Documentation

DataHub

DataHub is an open-source, governance metadata management platform, originally created at LinkedIn, that provides a comprehensive solution for data discovery, data lineage, and data governance. It helps organizations catalog and organize their data assets, allowing teams to easily find, understand, and trust the data they are working with. DataHub supports integration with a variety of data sources and provides powerful features like:

data discovery: search, browse, and find datasets, tables, columns, and more.
data lineage: visualize how data flows and transforms across systems and pipelines.
data governance: manage access, ensure data quality, and track metadata across your data ecosystem.

DataHub Cloud (previously named Acryl DataHub) is the commercial version of DataHub. DataHub Cloud provides enhanced features, professional services, support, and enterprise-grade capabilities built on top of the open-source DataHub platform. DataHub Cloud offers:

enterprise features: enhanced scalability, security, and integrations tailored for large organizations.
Support & services: professional support, consulting, and managed services to help organizations implement and optimize their DataHub instance.
customization & extensibility: DataHub Cloud may offer additional customization options and extensions for specific business needs.

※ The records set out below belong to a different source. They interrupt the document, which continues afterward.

PR #3553, opened 2020-06-08
blocks: Fix XMLRPC Client block templates

argilo:
The XMLRPC Client block is currently broken because it tries to import 
the Python 2 XMLRPC module, and because the "addr" and "callback" 
parameters are inserted as quoted strings. To fix these problems, I've 
switched to the Python 3 version of the XMLRPC module, and changed the 
data types of the problematic parameters to "raw".

I tested this with the following flowgraphs:

Server:

Screenshot from 2020-06-07 21-53-46

Client:

Screenshot from 2020-06-07 21-53-56

I'll open a separate pull request to fix this in GNU Radio 3.8, which needs to support both Python 2 and Python 3.

### DIFF
--- a/gr-blocks/grc/xmlrpc_client.block.yml
+++ b/gr-blocks/grc/xmlrpc_client.block.yml
@@ -5,7 +5,7 @@ flags: [ python ]
 parameters:
 -   id: addr
     label: Address
-    dtype: string
+    dtype: raw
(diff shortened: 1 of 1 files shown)


argilo:
The 3.8 backport is in #3554.

mormj:
Looks good to me!

Issue #3011, opened 2020-01-05
Backport SimpleXMLRPCServer fix to 3.8


mbr0wn:
See discussion on https://github.com/gnuradio/gnuradio/pull/2963

maitbot:
Fixed in ed0f6d7dc630ed388beb97cb4e9f887717f55179
This Issue should be closed.

willcode:
Fix mentioned looks like it addresses the issue mentioned. Closing.

PR #3554, opened 2020-06-08
blocks: Fix XMLRPC Client and Server block templates

argilo:
The XMLRPC Client block is currently broken because it tries to import 
the Python 2 XMLRPC module, and because the "addr" and "callback" 
parameters are inserted as quoted strings. To fix these problems, I've 
switched to the Python 3 version of the XMLRPC module with a fallback to 
the Python 2 version, and changed the data types of the problematic 
parameters to "raw".

The XMLRPC Server block is currently broken because it tries to import 
the Python 2 XMLRPC module. To fix this problem, I've switched to the 
Python 3 version of the XMLRPC module with a fallback to the Python 2 
version.

I tested this with the following flowgraphs:

Server:

Screenshot from 2020-06-07 21-53-46

Client:

Screenshot from 2020-06-07 21-53-56

### DIFF
--- a/gr-blocks/grc/xmlrpc_client.block.yml
+++ b/gr-blocks/grc/xmlrpc_client.block.yml
@@ -5,7 +5,7 @@ flags: [ python ]
 parameters:
 -   id: addr
     label: Address
-    dtype: string
+    dtype: raw
     default: localhost
 -   id: port
     label: Port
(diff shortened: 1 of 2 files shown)


argilo:
This should fix #2782.

argilo:
This also fixes #3011.

PR #3555, opened 2020-06-08
gr-uhd: Fix assumption that pmt pair passes is_dict

jdemel:
Previously, `pmt::is_dict` would return `true` for pairs and vice versa.
This assumption was built into gr-uhd command handling. With this
commit, a new check `if(pmt::is_pair(...))` is introduced to convert
pairs to dicts for further processing.

This behavior is [documented here](https://www.gnuradio.org/doc/doxygen/namespacepmt.html#a2b5a9b0e21ac7a90078ce5033182104e) but apparently, it does not hold anymore.

The new behavior looks like this:
```cpp
pmt::is_pair(pmt::make_dict()); //return false.
pmt::is_dict(pmt::cons(pmt::intern("key), pmt::intern("val))); //return false.
```
When did that change?

### DIFF
--- a/gr-uhd/lib/usrp_block_impl.cc
+++ b/gr-uhd/lib/usrp_block_impl.cc
@@ -487,22 +487,19 @@ void usrp_block_impl::msg_handler_command(pmt::pmt_t msg)
     }
     // End of legacy backward compat code.
 
+    // Apparently, pmt::is_dict does not return true for pairs anymore. Yeah!
+    if (pmt::is_pair(msg)) {
+        GR_LOG_DEBUG(d_logger,
+                     boost::format("Command message is pair, converting to dict: %s") %
+                         msg);
+        msg = pmt::dict_add(pmt::make_dict(), pmt::car(msg), pmt::cdr(msg));
+    }
+
     // Turn pair into dict
     if (!pmt::is_dict(msg)) {
         GR_LOG_ERROR(d_logger,
                      boost::format("Command message is neither dict nor pair: %s") % msg);
         return;
-    }
-
-    // OK, here comes the horrible part. Pairs pass is_dict(), but they're not dicts. Such
-    // dicks.
-    try {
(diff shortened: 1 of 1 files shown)


jacobgilbert-snl:
This changed recently in #3389. I did update the documentation on master but did not fix uhd.

jdemel:
I think I need to update my initial description. While
```cpp
pmt::is_dict(pmt::cons(pmt::intern("key), pmt::intern("val))); //return false
```
still:
```cpp
pmt::is_pair(pmt::make_dict()); //return true
```
because a dict is a subclass of `pmt::pair` now. I guess I need to update to:
```cpp
    if (pmt::is_dict(msg)) {
        GR_LOG_DEBUG(d_logger, boost::format("Command message is dict: %s") % msg);
    }
    else if (pmt::is_pair(msg)) {
        GR_LOG_DEBUG(d_logger, boost::format("Command message is pair, converting to dict: %s") % msg);
        msg = pmt::dict_add(pmt::make_dict(), pmt::car(msg), pmt::cdr(msg));
    }
```
Otherwise, gr-uhd is still broken for dicts.

marcusmueller:
Please also write a "unit testy"-example to test whether this works

mrjacobagilbert:
@jdemel you are correct about dicts/pairs. i looked into making dicts _not_ pass `is_pair()` but that would have had major consequence.

The simplest fix to retain existing behavior would be:
```c++
    // Turn pair into dict
    if (!(pmt::is_dict(msg) || pmt::is_pair(msg))) {
        GR_LOG_ERROR(d_logger,
                     boost::format("Command message is neither dict nor pair: %s") % msg);
        return;
    }
```

jdemel:
I'd love to see this PR merged. Is there anything blocking?

mrjacobagilbert:
I'd also like to see this merged; the changes look good to me and work as expected.

PR #3562, opened 2020-06-10
Replace SWIG with pybind11

mormj:
This is the collection of changes to replace SWIG with pybind11.  There will be many implications to the workflow and the API, and OOTs will have to be changed to be compatible with the pybind11 branch.

Things that are *known* to not be working at this point:
- ctrlport
- modtool disable
- qa tests: uncaught_exception, header_payload_demux, qa_uhd

Information on usage and workflow here:
https://github.com/gnuradio/gnuradio/blob/pybind/docs/PYBIND11.md
and detailed information about OOT porting is/will be here:
https://wiki.gnuradio.org/index.php/GNU_Radio_3.9_OOT_Module_Porting_Guide


mormj:
So the buildbots don't have pybind11 :(  Will have to figure out how to get that included since we have not vendorized at this point.

noc0lour:
@mormj I kicked the PR runner and now they build (minus the forseen test failures)

drmpeg:
Commit https://github.com/gnuradio/gnuradio/pull/3562/commits/3c302ef4c1655ff27c3f66a924d897a6fdd07060 fixes the issue of all bindings in a component being rebuilt when a module changes.

However, I believe the fix goes too far. When a docstring in a .h file is changed, the binding is not rebuilt.

marcusmueller:
@drmpeg good point, will have to check that. I've merged nevertheless, because otherwise this gets stale and Josh ends up in an endless rebase loop...

mormj:
@marcusmueller thank you for merging and adding issue #3578 has been added.
@drmpeg - this is a good catch, still I think the current state is better than the constant rebuilding of all modules, but I will look into how to get the docstring scraping run appropriately on individual files being changed.  Probably some better cmake magic than is currently implemented

noc0lour:
Yeah, if you set up the depndencies correctly (not sure this is even possible) it should be able to run this automatically.

PR #3565, opened 2020-06-12
qtgui: remove optional flag on stream ports

### LINKED ISSUE #3036: QT gui time sink doesn't validate missing input connections
The QT GUI time sink doesn't complain that nothing is connected to it:

image

which means that missing connections throw exceptions at runtime, but should be prevented in GRC:

image

The above flowgraph throws a topology error at runtime.

mormj:
The qtgui blocks are all labeled as optional on their input ports, which is only appropriate for message blocks.  This PR puts a conditional flag on the optional parameter for the input ports

Fixes #3036


marcusmueller:
Does this need 3.8 backportin'?

mormj:
Yes - I'll throw that in later today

In short, DataHub (the company) maintains and offers commercial support for DataHub (the open-source product as well as the Cloud offering), helping organizations implement and scale the open-source platform for enterprise use.

Hackolade has partnered with DataHub to provide an officially supported integration, using the standard APIs of the Generalized Metadata Service (GMS) endpoint. With this integration, users can easily publish into the DataHub data catalog, and keep their Hackolade data models synchronized.

Terminology and asset hierarchy

Each technology that we integrate with has its own vocabulary and concepts. And as often, terms don't necessarily mean the same things...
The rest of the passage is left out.